Wilkes county heard 2 Gobblers this morning


----------



## JHannah92 (Mar 11, 2019)

scottyd917 said:


> Hancock


Awesome picture


----------



## humdandy (Mar 11, 2019)

Gobbling in Screven.  Got pics of a gobbler breeding a hen.

Saw half a dozen gobblers chasing a hen and fighting yesterday.


----------



## Bubba_1122 (Mar 11, 2019)

humdandy said:


> Got pics of a gobbler breeding a hen.


Turkey Porn


----------



## armyvet4583 (Mar 11, 2019)

Heard a few birds Saturday morning in South East. When the quit on the ground. Plenty of hens to had.


----------



## mguthrie (Mar 12, 2019)




----------



## mguthrie (Mar 12, 2019)

And they were vocal this morning. Hens carrying on and getting the gobblers going. Just had a hen come by yelping up a storm looking for the others


----------



## mguthrie (Mar 12, 2019)

And they were vocal this morning. Hens carrying on and getting the gobblers going. Just had a hen come by yelping up a storm looking for the others


----------



## scottyd917 (Mar 12, 2019)

Nada on public land this morning, Middle GA. One lone gobble light years away and I didnt have time to chase him down that far.


----------



## longbeard (Mar 12, 2019)

JHannah92 said:


> Awesome picture


One of the best trail cam turkey pics I've ever seen!


----------



## frankwright (Mar 13, 2019)

All quiet in Talbot and Lamar the few times I was pig hunting or fishing. Saw some hens and a nice gobbler but they were quiet.


----------



## buckpasser (Mar 13, 2019)

Dead quiet in Thomas this morning...

The neighbors have probably fried most of them by now. In this area season is a “suggestion” more than a law for far too many.


----------



## sea trout (Mar 13, 2019)

Still quiet in Banks. Tomorrow morning should be good mornin to listen


----------



## Swamprat (Mar 13, 2019)

Heard Kmac yelping a order at the Hardee's drive thru this morning.

Was quiet this morning down here, gonna check GA property this weekend.

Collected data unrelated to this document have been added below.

PR #6874, opened 2026-08-13
fix(desktop): stop the dark-mode keyline shifting colour where the tab merges into the frame (MUL-6106)

tim-smart:
On desktop in dark mode, the keyline visibly changed colour where the active tab merges into the content frame. There were two independent causes, both rooted in the same thing: `--surface-border` is translucent in dark mode (`oklch(1 0 0 / 10%)`) and opaque in light mode, so the same token renders differently depending on what is behind it, and renders *twice as bright* if it is drawn on top of itself.

## 1. The tab's border composited over the wrong backdrop

The cap painted its `--page-canvas` fill under its own 1px border (`background-clip` defaults to `border-box`), while the flare arcs and the card's ring composite over `--app-shell`:

| keyline | composites over | rendered |
| --- | --- | --- |
| active tab's cap border | `--page-canvas` | `rgb(41,41,43)` |
| flare arcs | `--app-shell` | `rgb(36,36,38)` |
| content card's ring (outset) | `--app-shell` | `rgb(34,35,36)` |

Fixed with `bg-clip-padding`, which keeps the fill inside the border box. This is the existing pattern here for translucent borders (`button.tsx`, `sheet.tsx`, `combobox.tsx`).

## 2. The flare stacked a second keyline on the frame's ring

The flare's bottom row overlaps the card's top ring, and both draw `--surface-border`. The arc composited *over* the ring rather than replacing it, so two translucent keylines stacked:

```
0.1 x 255 + 0.9 x 35 = 57
```

Measured across that 1px band: the straight ring reads **35**, and the moment it enters the flare it jumps to **56**. That is a step of 22, far more visible than the first defect, and it sits exactly at the straight-to-curve junction.

Fixed by painting the gradient on an opaque `--app-shell` layer, so the flare replaces every pixel it covers instead of tinting it. The notch still shows the shell, because that layer *is* the shell.

## Verification

A harness rendered the tab chrome from the class strings and the `tabFlareBackground()` template read directly out of `tab-bar.tsx` and `desktop-layout.tsx`, so the replica could not drift from the source. Painted pixels sampled along the seam:

| variant | tab border | arc at 45° | arc at junction | frame ring | spread |
| --- | --- | --- | --- | --- | --- |
| dark, before | 41 | 36 | 57 | 34 | 23 |
| dark, after | 36 | 36 | 36 | 34 | 2 |
| light, before | 228 | 228 | 228 | 228 | 0 |
| light, after | 228 | 228 | 228 | 228 | 0 |

The residual 2 in dark mode is the card's own `--surface-shadow` darkening its ring, which is present in light mode too.

Light mode is byte-identical either way, as expected from its opaque token. The flare's own top and left edges were also checked against the surrounding shell in both themes to confirm the opaque layer prints no visible square: they match exactly.

`pnpm typecheck`, `pnpm lint` and `pnpm test` pass for `@multica/desktop` (465 tests). The regression tests assert both mechanisms, and each was confirmed to fail when its fix is reverted. The harness was scratch tooling and is not part of this PR.

### DIFF
--- a/apps/desktop/src/renderer/src/components/tab-bar.test.tsx
+++ b/apps/desktop/src/renderer/src/components/tab-bar.test.tsx
@@ -264,6 +264,26 @@ describe("TabBar merged-tab chrome", () => {
     );
   });
 
+  // The flare's bottom row sits on top of the content card's top ring. Both
+  // draw --surface-border, so in dark mode the arc would composite over the
+  // ring rather than replace it and the two translucent keylines would stack
+  // into a markedly lighter line right at the straight-to-curve junction. The
+  // opaque --app-shell layer under the gradient makes the flare replace
+  // whatever it covers.
+  it("paints each flare on an opaque shell layer", () => {
+    const { getByLabelText } = render(<TabBar />);
+    const flares = getByLabelText("Issues")
+      .closest("[data-tab-frame]")
+      ?.querySelectorAll('[style*="radial-gradient"]');
+
+    expect(flares).toHaveLength(2);
+    for (const flare of flares ?? []) {
+      expect(flare.getAttribute("style")).toContain(
+        "var(--page-canvas) 10.2px), var(--app-shell)",
+      );
+    }
+  });
+
   it("draws the merged cap only on the active tab", () => {
     const { getByLabelText } = render(<TabBar />);
     expect(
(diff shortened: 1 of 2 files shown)


tim-smart:
junction-comparison

multica-eve (approved):
Thanks for the thoughtful fix and the detailed visual verification. The before/after evidence made this subtle dark-mode seam issue clear, and the scoped regression coverage looks solid.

Yesterday afternoon saw a strutter with 4 hens in a ag field, went this morning in same area and he was silent. Tomorrow may be different.


----------



## Bubba_1122 (Mar 13, 2019)

Thought I heard a gobble early this morning but ended up being that Hispanic food I ate last night talking to me. 

Went quiet after the "fly down".


----------



## Swamprat (Mar 13, 2019)

Always hated the "flydown" 10 minutes after you get settled in a deer stand or up against a big tree during spring gobbler especially when you had a "flydown" an hour earlier.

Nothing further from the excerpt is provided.